Luckin Coffee Stock Is About as Good as a Burnt-Tasting Cup of Joe

Stocks to sell

In what seemed like an April Fools joke that had come one day late, news broke on April 2 that Luckin Coffee (NASDAQ:LK) COO Jian Liu had reported falsified sales numbers for 2019. The revelation sent LK stock down more than 80% in pre-market trading that day.

Source: Keitma / Shutterstock.com

Unfortunately for Luckin investors, it wasn’t a joke, and the stock hasn’t recovered since.

Before the novel coronavirus hit and the fraud allegations solidified, it seemed like Luckin Coffee was a promising buy. But with trading of LK stock having been halted since April 7 and the company facing possible de-listing from the Nasdaq due to fraud allegations, that no longer seems to be the case.

To be more specific about the findings, Liu “fabricated 2019 sales by about 2.2 billion yuan ($310 million).” This was doubly damming given the prior allegations against Luckin by Muddy Waters Research in January. The research firm “bet against the stock in light of what it described as fraud and a ‘fundamentally broken business.’”

The news sent the share price from a relatively mighty $38 at the start of the year into the dismal penny stock territory of $4.30 per share — an 89% drop year to date up until the trading pause.

As a coffee company based in China — the country with the world’s largest population and which is currently much less coffee obsessed than the U.S. — Luckin had a strong story behind it. It was making promising innovations to rival key competitor Starbucks (NASDAQ:SBUX). The company was able to take market share by tapping into a newly growing trend in the nation.

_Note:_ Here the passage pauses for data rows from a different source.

PR #281, opened 2025-06-09
Expiring Access do not renew

eguerrant:
Still maybe making minor changes (checking functionality for bugs atm) but more or less ready for review

This new feature makes it so that expiring access can be marked as reviewed without renewing the access. This allows the number of notifications to be reduced (we previously had no way to indicate that something had been reviewed so notifications for reviewed-but-not-renewed access would still be sent) and hopefully reduce conflicts that may come up where one group owner intends to allow access to expire while another owner of the group goes later and renews it anyways. 

The biggest change is that the bulk renewal dialogs now feature a Yes/No toggle instead of checkbox selection in order to indicate whether access should be renewed or allowed to expire. Access that has been marked as 'should expire' can still be renewed later if needed. 

The default page size for the expiring access pages is still 20 rows. I just reduced it to 10 for the sake of more compact screenshots.

Default expiring access page (doesn't show items marked as 'do not review')
Screenshot 2025-06-13 at 4 11 06 PM

View showing items marked as 'do not renew'
Screenshot 2025-06-13 at 3 28 21 PM

Bulk renewal dialog with new toggle (only showing unreviewed items)
Screenshot 2025-06-13 at 3 28 37 PM

Bulk renewal dialog showing all access (items marked 'do not renew' have 'No' in the toggle pre-selected)
Screenshot 2025-06-13 at 3 29 09 PM


api/operations/modify_role_groups.py
```diff
@@ -76,6 +78,22 @@ def __init__(
...
+            self.groups_should_expire = (
+                RoleGroupMap.query.filter(RoleGroupMap.id.in_(groups_should_expire))
+                .filter(RoleGroupMap.ended_at > db.func.now())
+                .filter(RoleGroupMap.is_owner.is_(False))
+            ).all()
+
+        self.owner_groups_should_expire = []
+        if len(owner_groups_should_expire) > 0:
+            self.owner_groups_should_expire = (
+                RoleGroupMap.query.filter(RoleGroupMap.id.in_(groups_should_expire))
```
savathoon:
```suggestion
                RoleGroupMap.query.filter(RoleGroupMap.id.in_(owner_groups_should_expire))
```

api/views/schemas/group_memberships.py
```diff
@@ -10,8 +10,10 @@ class GroupMemberSchema(Schema):
 
     members_to_add = fields.List(fields.String(validate=validate.Length(equal=20)), required=True, load_only=True)
     owners_to_add = fields.List(fields.String(validate=validate.Length(equal=20)), required=True, load_only=True)
-    members_to_remove = fields.List(fields.String(validate=validate.Length(equal=20)), required=True, load_only=True)
-    owners_to_remove = fields.List(fields.String(validate=validate.Length(equal=20)), required=True, load_only=True)
```
somethingnew2-0, line 14: Looks like `required=True` was removed from `members_to_remove` and `owners_to_remove`, was that intentional?

somethingnew2-0 (changes requested):
Add back `required=True` to `members_to_remove` and `owners_to_remove` in api/views/schemas/group_memberships.py

PR #286, opened 2025-06-13
Update README for performing DB migrations, add new indexes, update migration params

savathoon:


api/models/core_models.py
```diff
@@ -40,6 +40,16 @@ class OktaUserGroupMember(db.Model):
 
     created_reason: Mapped[str] = mapped_column(db.Unicode(1024), nullable=False, default="", server_default="")
 
+    __table_args__ = (
+        db.Index("idx_okta_user_group_member_user_id", "user_id"),
```
somethingnew2-0, line 44: Huh, I thought Foreign Keys were automatically indexed, but looking further I guess not?

https://stackoverflow.com/a/970605

> A foreign key must reference columns that either are a primary key or form a unique constraint, or are columns from a non-partial unique index. This means that the referenced columns always have an index to allow efficient lookups on whether a referencing row has a match. Since a DELETE of a row from the referenced table or an UPDATE of a referenced column will require a scan of the referencing table for rows matching the old value, it is often a good idea to index the referencing columns too. Because this is not always needed, and there are many choices available on how to index, the declaration of a foreign key constraint does not automatically create an index on the referencing columns.

https://www.postgresql.org/docs/current/ddl-constraints.html#DDL-CONSTRAINTS-FK

Good find!

PR #299, opened 2025-06-17
Notifications Update

eguerrant:
- Change the expiring access notification functions to provide more specific information (eg. list of users who will be losing access to each group instead of just a list of users and a list of groups)
  - The goal is to be able to send notifications along the lines of '<name> will be losing access to <group>' instead of the current notifications that are limited more to vague messages like 'A user will lose access next week'
  - Made this change backwards compatible for now so any messages that use the old args should still work
- Add notifications for role owners so that they know when roles they own will be losing access soon
- Updated example notifications

https://github.com/discord/access/pull/300 : changes to the Access UI so that role owners are easily able to see roles they own that will be expiring soon under 'Expiring Roles' and will allow them to make a role request from that page

### DIFF
--- a/api/syncer.py
+++ b/api/syncer.py
@@ -856,6 +856,7 @@ def expiring_access_notifications_role_owner() -> None:
         .join(RoleGroupMap.active_role_group.of_type(role_group_alias))
         .join(RoleGroupMap.active_group)
         .filter(db.and_(RoleGroupMap.ended_at >= day, RoleGroupMap.ended_at < next_day))
+        .filter(RoleGroupMap.should_expire.is_(False))
         .all()
     )
 
@@ -884,6 +885,7 @@ def expiring_access_notifications_role_owner() -> None:
         .join(RoleGroupMap.active_role_group.of_type(role_group_alias))
         .join(RoleGroupMap.active_group)
         .filter(db.and_(RoleGroupMap.ended_at >= day, RoleGroupMap.ended_at < next_day))
+        .filter(RoleGroupMap.should_expire.is_(False))
         .all()
     )
 


api/plugins/notifications.py
```diff
@@ -36,21 +37,29 @@ def access_request_completed(
 
     @hookspec
     def access_expiring_user(
-        self, groups: list[OktaGroup], user: OktaUser, expiration_datetime: datetime.datetime
+        self, groups: list[OktaUserGroupMember], user: OktaUser, expiration_datetime: datetime.datetime
```
somethingnew2-0: This and any other changes to existing hookspecs is going to be a breaking change to everyone's implementations of this notifications plugin. We should probably append new parameters/arguments instead of changing the type of existing ones.

api/plugins/notifications.py
somethingnew2-0, line 1: Can you ensure the example notification plugins are compatible with this change? https://github.com/discord/access/tree/main/examples/plugins

api/plugins/notifications.py
```diff
@@ -135,6 +156,21 @@ def access_expiring_owner(
         logger.exception("Failed to execute access expiring for owner notification callback")
 
 
+@hookimpl(wrapper=True)
+def access_expiring_role_owner(
```
somethingnew2-0, line 181: Can you add an example implementation in our example notifications plugins?

- https://github.com/discord/access/blob/main/examples/plugins/notifications_slack/notifications.py
- https://github.com/discord/access/blob/main/examples/plugins/notifications/notifications.py

api/plugins/notifications.py
```diff
@@ -122,9 +141,11 @@ def access_expiring_user(
 def access_expiring_owner(
     owner: OktaUser,
     groups: list[OktaGroup],
-    roles: list[RoleGroup],
+    roles: list[OktaGroup],
```
somethingnew2-0: Should this be changed to `OktaGroup` or should it stay as a `RoleGroup` list?

api/syncer.py
```diff
@@ -578,36 +597,43 @@ def expiring_access_notifications_owner() -> None:
...
-                owner_expiring_groups_next[owner].groups.append(group)
+                owner_expiring_groups_next[owner].groups[group] = non_owner_users
 
     for owner in owner_expiring_groups_this:
         # If the owner has members with access expiring both this week and next week, only send one message
         if owner in owner_expiring_groups_next:
             notification_hook.access_expiring_owner(
                 owner=owner,
-                groups=owner_expiring_groups_this[owner].groups + owner_expiring_groups_next[owner].groups,
+                groups=None,
```
somethingnew2-0: For backwards compatibility (here and other notification plugin calls) can we send the previous values instead of None?

api/syncer.py
```diff
@@ -578,36 +597,43 @@ def expiring_access_notifications_owner() -> None:
...
             notification_hook.access_expiring_owner(
                 owner=owner,
-                groups=owner_expiring_groups_this[owner].groups,
+                groups=None,
                 roles=None,
-                users=owner_expiring_groups_this[owner].users,
+                users=None,
                 expiration_datetime=datetime.now(),
+                group_user_associations=owner_expiring_groups_this[owner].groups,
+                role_group_associations=None,
```
somethingnew2-0, line 671: Instead of `None`, should this (and other similar notification plugin calls) be an empty dict `{}` to match the parameter type signature?

somethingnew2-0 (changes requested):

api/syncer.py
eguerrant: I set the new params as optional on the off chance someone has custom syncer logic so None should be fine

somethingnew2-0:
Voiced over, we should update the Slack example plugin as well
- https://github.com/discord/access/blob/main/examples/plugins/notifications_slack/notifications.py

We should also verify the example plugins install correctly as well as potentially verify the old version of the plugins ignore the new kwargs for backwards compatibility.

somethingnew2-0 (dismissed):

somethingnew2-0 (approved):

PR #300, opened 2025-06-19
Add role owner view for expiring roles page

eguerrant:
Prior to having role requests, it didn't make much sense to have a view under Expiring Roles that would show role owners the access expiring soon for roles they own because we could not make that knowledge actionable.

This new view shows role owners the roles they own with access expiring soon along with the ability to make a role request for that expiring access from that page (similar to how the 'My Access' tab under Expiring Groups allows users to make access requests for their expiring access).

Related to https://github.com/discord/access/pull/299 (adding role owner expiring access notifications)

Screenshot 2025-06-18 at 5 12 05 PM


src/components/NavItems.tsx
```diff
@@ -157,10 +158,16 @@ export default function NavItems(props: NavItemsProps) {
         <List disablePadding>
           <ListItemLink
             to="/expiring-roles?owner_id=@me"
-            displayText="Owned by Me"
+            displayText="Owned Groups"
```
savathoon, line 161: can you explain a little bit the distinction between /expiring-groups?owner_id=@me and /expiring-roles?owner_id=@me? I'm not clear what the difference is.

savathoon (dismissed):
One nit due to not sure what the intended behavior should be here but otherwise no issues from me

src/components/NavItems.tsx
somethingnew2-0: I believe the difference is:
- `/expiring-groups?owner_id=@me` is for group owners with individuals with expiring ownership/membership
- `/expiring-roles?owner_id=@me` is for role owners with groups with expiring ownership/membership

somethingnew2-0 (dismissed):

src/components/NavItems.tsx
savathoon: ah so something like "groups owned by a role I own"? I don't want to block on this but thanks for clarifying

eguerrant: I had a little trouble figuring out how to explain it in like less than 15ish characters (so it fit in the menu bar) but essentially : 

 /expiring-groups?owner_id=@me shows a _group owner_ when individuals' access to groups they own are expiring.

/expiring-roles?owner_id=@me shows a _group owner_ when roles' access to groups they own are expiring.

/expiring-roles?role_owner_id=@me shows a role owner_ when roles they own will be losing access to a group soon

eguerrant: Changing 'Owned by Me' under Expiring Roles to 'Owned Groups' and 'Owned Roles' was meant to differentiate the two cases since both involve ownership. I left 'Owned by Me' under Expiring Groups alone since that seemed clear enough there

PR #304, opened 2025-06-26
Introduce Access History for Group/Role Access Requests

tonydelanuez:
# Overview
This PR introduces a comprehensive access history feature for access requests by implementing user access history, role/group access history.

# Problem
Previously, reviewers had no visibility into whether a user or role had current or prior access to a group. This made it difficult to enforce least privilege and avoid redundant direct access.

# Solution
* Adds an access history section to access request review pages, showing current and past access for the requesting user or role to the target group.
* Displays both direct and role-based access, with clear summaries and empty states.
* Generalizes the access history logic into a single, context-aware component that adapts to both user-group and role-group requests.
* Standardizes UI/UX with collapsible cards, info icons, and clear, concise messaging.

# Examples
### User has no previous access
image

### Role has no current access/membership in group, but previously did
image


src/components/AccessHistory.tsx
```diff
@@ -0,0 +1,94 @@
...
+          <Typography variant="subtitle1" color="success.main" sx={{mb: 1, fontWeight: 500}}>
+            {`Current Access${currentAccess.length > 0 ? ` (${currentAccess.length} active membership${currentAccess.length !== 1 ? 's' : ''})` : ''}`}
+          </Typography>
+          <AccessHistoryTable
+            accessEntries={currentAccess as any}
+            highlightColor="success"
+            showEndedBy={false}
+            emptyMessage="No current access"
+          />
+          {/* Past Access Section */}
```
somethingnew2-0, line 79: Can we visually break apart the current and past access sections more? 

When current access is empty (like in the current screenshot), it take a bit of parsing to distinguish the two sections. 

Maybe a `<hr />` here would work?

somethingnew2-0:
```suggestion
          <hr />
          {/* Past Access Section */}
```

somethingnew2-0 (approved):

PR #313, opened 2025-07-02
Metrics - New api endpoint for metrics collection

savathoon:
Adds a new endpoint `/api/metrics` that accepts a POST request payload 

```
type: name of metrics plugin function to send data to
data: {
  name: metric name (optional)
  value: metric value (optional)
  duration: metric duration (for timing metrics, optional)
  tags: metric tags (optional)
  buckets: metric buckets (for histogram metrics, optional)
}
```
and passes through to the corresponding metrics plugin call for integrating frontend events with application metrics collection.

### DIFF
--- a/api/app.py
+++ b/api/app.py
@@ -143,7 +143,7 @@ def create_app(testing: Optional[bool] = False) -> Flask:
     @app.before_request
     def authenticate_request() -> Optional[ResponseReturnValue]:
         # Skip authentication for health check endpoint
-        if request.path.startswith("/api/healthz") or request.path.startswith("/api/metrics"):
+        if request.path.startswith("/api/healthz"):
             return None
         return AuthenticationHelpers.authenticate_user(request)
 


api/app.py
```diff
@@ -143,7 +143,7 @@ def create_app(testing: Optional[bool] = False) -> Flask:
     @app.before_request
     def authenticate_request() -> Optional[ResponseReturnValue]:
         # Skip authentication for health check endpoint
-        if request.path.startswith("/api/healthz"):
+        if request.path.startswith("/api/healthz") or request.path.startswith("/api/metrics"):
```
somethingnew2-0: If these metrics are meant to be scraped by a localhost Prometheus server we should possibly check that this request is coming via a 127.0.0.1/8 IP. Right now if someone has deployed access using the OIDC authentication mechanism on the internet, this metrics endpoint would be directly exposed.

somethingnew2-0: Ah never mind, this isn't for Prometheus metrics scraping, but for the frontend to report metrics to the backend. All frontend requests are authenticated, so this should be removed.

somethingnew2-0 (approved):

Although the newfound love for coffee in China is not likely to diminish once virus concerns dissipate. However, the survival of LK stock is now in question, with the company’s success now seemingly illegitimate, and prior sales numbers in question.

It might be too soon to say, but now it seems that Luckin is doomed. While we can’t determine what its fate will be right now, there are still a few good lessons to learn from this debacle.

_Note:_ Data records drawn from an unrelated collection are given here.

PR #318, opened 2025-07-11
Make blocked roles more clear

eguerrant:
Updated messaging around roles that cannot be added to a group due to tag constraints. In the 'Add roles' to group dialog, changed filtering out blocked roles to displaying them but making them unselectable with a message

Screenshot 2025-07-11 at 3 45 25 PM

### DIFF
--- a/src/pages/groups/AddRoles.tsx
+++ b/src/pages/groups/AddRoles.tsx
@@ -227,7 +227,22 @@ function AddRolesDialog(props: AddRolesDialogProps) {
     setRoles(roles.filter((user) => user.id != userId));
   };
 
+  // Determine if a role should be disabled
+  const isOptionDisabled = (option: RoleGroup) => {
+    // Already in the list to be added
+    if (roles.map((group) => group.id).includes(option.id)) {
+      return true;
+    }
+
+    if (disallowOwnerAdd && !isAccessAdmin(currentUser)) {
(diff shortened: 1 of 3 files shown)


src/pages/groups/AddRoles.tsx
```diff
@@ -245,9 +260,13 @@ function AddRolesDialog(props: AddRolesDialogProps) {
...
           </Typography>
           <Typography variant="subtitle1" color="text.accent">
-            {disallowOwnerAdd && !isAccessAdmin(currentUser)
-              ? 'Certain roles cannot be added to this group due to tag constraints.'
-              : null}
+            {disallowOwnerAdd && !isAccessAdmin(currentUser) ? (
+              <>
+                Certain roles cannot be added to this group due to the{' '}
+                <strong>owner can't add themselves as {ownerOrMember}</strong> tag constraint. Please get another owner
+                to add the role or, if you own the role, make a role request instead.
```
somethingnew2-0, line 267: > or create a role request if you own the role

It would be cool if we could show the Role request button instead of the text in this dialog to make the user experience more straightforward, but that might be out of scope for this PR

somethingnew2-0 (approved):

src/pages/groups/AddRoles.tsx
eguerrant: I'll add that to the backlog. Kind of out of scope since I intended this to be a quick update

Setting the Record Straight

When the virus first started to make its way through China, I suggested that investors don’t jump ship and immediately hit the sell button on Luckin. While I acknowledged some of its potential risks, I also suggested that if the bulls were right about its catalysts, it would ultimately turn out profitable.

I was wrong.

While the focus of my argument was based on the impact of the virus on Luckin Coffee’s long-term prospects, this focus failed to acknowledge the big scary elephant in the room. That is, Luckin’s questionable accounting practices. The allegations had been circulating for a while, prior to the April 2 revelation that instantaneously obliterated the stock price.

It’s an important lesson to learn in investing. Although the story behind a company might make it seem unstoppable and highly appealing, there are other factors to consider. As such, investing solely on a hunch is never wise.

Many investors question the validity of Chinese stocks. And while some go to dastardly extremes with their analyses (often sourced in blind patriotism and much less pure facts), other critiques were legitimate and should have been taken more seriously.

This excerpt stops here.